In the records below, find every line with the word "existing" and copy it.

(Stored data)
====
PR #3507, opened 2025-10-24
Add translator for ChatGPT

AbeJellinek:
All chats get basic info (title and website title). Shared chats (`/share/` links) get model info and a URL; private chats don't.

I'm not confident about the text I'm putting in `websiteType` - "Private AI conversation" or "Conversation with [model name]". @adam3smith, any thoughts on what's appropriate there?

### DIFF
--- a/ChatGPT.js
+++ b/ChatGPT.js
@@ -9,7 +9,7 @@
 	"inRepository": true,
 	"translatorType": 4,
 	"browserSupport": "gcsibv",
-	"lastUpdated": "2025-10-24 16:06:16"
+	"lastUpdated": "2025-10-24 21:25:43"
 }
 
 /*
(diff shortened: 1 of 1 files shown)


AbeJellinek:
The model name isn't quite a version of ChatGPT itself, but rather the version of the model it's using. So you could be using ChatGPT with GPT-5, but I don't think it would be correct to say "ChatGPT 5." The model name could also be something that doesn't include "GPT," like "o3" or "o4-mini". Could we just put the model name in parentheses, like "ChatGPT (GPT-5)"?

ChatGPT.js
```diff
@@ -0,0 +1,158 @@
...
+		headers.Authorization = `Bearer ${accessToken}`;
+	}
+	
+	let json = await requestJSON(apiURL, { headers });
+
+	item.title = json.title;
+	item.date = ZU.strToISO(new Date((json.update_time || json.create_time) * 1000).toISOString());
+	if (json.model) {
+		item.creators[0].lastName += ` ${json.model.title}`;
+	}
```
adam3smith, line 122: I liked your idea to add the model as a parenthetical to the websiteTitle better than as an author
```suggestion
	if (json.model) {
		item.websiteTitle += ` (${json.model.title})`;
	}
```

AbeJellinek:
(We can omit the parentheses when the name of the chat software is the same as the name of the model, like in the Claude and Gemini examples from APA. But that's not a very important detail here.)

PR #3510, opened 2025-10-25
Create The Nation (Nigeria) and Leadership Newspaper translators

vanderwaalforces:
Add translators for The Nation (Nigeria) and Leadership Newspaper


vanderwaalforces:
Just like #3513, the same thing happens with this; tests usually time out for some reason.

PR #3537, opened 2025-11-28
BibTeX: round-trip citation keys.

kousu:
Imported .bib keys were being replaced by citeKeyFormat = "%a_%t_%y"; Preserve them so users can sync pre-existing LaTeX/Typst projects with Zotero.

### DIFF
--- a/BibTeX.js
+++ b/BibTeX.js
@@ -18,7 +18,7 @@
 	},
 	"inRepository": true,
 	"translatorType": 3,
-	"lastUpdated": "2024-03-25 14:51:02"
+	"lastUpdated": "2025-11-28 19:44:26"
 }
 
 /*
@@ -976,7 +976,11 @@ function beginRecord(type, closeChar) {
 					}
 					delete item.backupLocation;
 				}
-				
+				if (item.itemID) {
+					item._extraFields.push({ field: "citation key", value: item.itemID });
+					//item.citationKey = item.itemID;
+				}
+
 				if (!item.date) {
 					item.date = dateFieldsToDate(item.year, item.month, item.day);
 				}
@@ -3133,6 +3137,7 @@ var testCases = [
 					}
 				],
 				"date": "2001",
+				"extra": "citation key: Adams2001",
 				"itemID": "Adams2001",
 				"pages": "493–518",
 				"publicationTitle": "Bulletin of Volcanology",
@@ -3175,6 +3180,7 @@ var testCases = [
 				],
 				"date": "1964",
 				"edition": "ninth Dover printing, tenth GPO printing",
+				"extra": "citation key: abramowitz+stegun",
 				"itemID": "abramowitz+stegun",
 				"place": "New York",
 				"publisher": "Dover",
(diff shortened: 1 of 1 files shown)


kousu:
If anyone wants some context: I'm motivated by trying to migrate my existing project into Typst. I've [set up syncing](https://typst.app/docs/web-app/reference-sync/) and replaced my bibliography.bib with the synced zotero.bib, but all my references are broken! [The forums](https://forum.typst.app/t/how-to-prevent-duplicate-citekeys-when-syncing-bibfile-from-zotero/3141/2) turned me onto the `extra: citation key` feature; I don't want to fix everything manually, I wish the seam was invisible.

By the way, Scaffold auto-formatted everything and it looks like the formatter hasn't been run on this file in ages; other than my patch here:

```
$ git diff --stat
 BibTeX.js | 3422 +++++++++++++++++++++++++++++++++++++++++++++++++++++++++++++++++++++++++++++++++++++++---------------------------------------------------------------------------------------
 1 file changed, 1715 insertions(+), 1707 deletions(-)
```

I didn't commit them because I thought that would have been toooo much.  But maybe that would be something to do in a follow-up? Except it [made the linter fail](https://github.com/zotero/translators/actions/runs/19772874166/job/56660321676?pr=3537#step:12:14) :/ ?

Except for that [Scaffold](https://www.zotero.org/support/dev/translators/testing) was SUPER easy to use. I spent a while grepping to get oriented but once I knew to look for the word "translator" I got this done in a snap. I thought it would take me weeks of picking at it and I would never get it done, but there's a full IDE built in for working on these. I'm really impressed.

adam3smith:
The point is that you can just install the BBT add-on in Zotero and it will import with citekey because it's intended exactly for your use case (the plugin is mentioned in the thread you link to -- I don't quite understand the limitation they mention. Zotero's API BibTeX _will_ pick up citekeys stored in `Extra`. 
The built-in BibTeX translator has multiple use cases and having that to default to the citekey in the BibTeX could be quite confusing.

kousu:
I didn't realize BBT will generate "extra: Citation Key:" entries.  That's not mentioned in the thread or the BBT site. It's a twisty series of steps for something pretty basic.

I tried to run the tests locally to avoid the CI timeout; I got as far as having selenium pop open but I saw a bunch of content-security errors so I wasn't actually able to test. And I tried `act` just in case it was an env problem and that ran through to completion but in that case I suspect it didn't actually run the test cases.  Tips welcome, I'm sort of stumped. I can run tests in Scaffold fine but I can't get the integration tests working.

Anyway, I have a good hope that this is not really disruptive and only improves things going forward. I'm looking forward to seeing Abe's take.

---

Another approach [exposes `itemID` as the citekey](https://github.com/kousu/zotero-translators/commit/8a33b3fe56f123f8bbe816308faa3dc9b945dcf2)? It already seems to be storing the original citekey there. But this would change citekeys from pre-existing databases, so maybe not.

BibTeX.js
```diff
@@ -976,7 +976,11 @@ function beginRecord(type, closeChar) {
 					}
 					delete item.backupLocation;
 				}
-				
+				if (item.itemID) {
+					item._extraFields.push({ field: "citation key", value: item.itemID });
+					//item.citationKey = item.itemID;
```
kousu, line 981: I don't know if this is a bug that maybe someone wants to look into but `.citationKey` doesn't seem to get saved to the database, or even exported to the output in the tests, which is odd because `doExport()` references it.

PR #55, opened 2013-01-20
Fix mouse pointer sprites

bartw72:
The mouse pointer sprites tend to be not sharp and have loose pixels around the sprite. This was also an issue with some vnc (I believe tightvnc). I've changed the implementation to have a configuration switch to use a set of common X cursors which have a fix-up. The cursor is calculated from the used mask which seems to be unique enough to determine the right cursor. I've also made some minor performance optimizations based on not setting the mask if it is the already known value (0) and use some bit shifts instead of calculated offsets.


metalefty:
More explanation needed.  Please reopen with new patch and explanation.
====
▸ **SOLUTION TO THIS EXERCISE**:
Imported .bib keys were being replaced by citeKeyFormat = "%a_%t_%y"; Preserve them so users can sync pre-existing LaTeX/Typst projects with Zotero.
If anyone wants some context: I'm motivated by trying to migrate my existing project into Typst. I've [set up syncing](https://typst.app/docs/web-app/reference-sync/) and replaced my bibliography.bib with the synced zotero.bib, but all my references are broken! [The forums](https://forum.typst.app/t/how-to-prevent-duplicate-citekeys-when-syncing-bibfile-from-zotero/3141/2) turned me onto the `extra: citation key` feature; I don't want to fix everything manually, I wish the seam was invisible.
Another approach [exposes `itemID` as the citekey](https://github.com/kousu/zotero-translators/commit/8a33b3fe56f123f8bbe816308faa3dc9b945dcf2)? It already seems to be storing the original citekey there. But this would change citekeys from pre-existing databases, so maybe not.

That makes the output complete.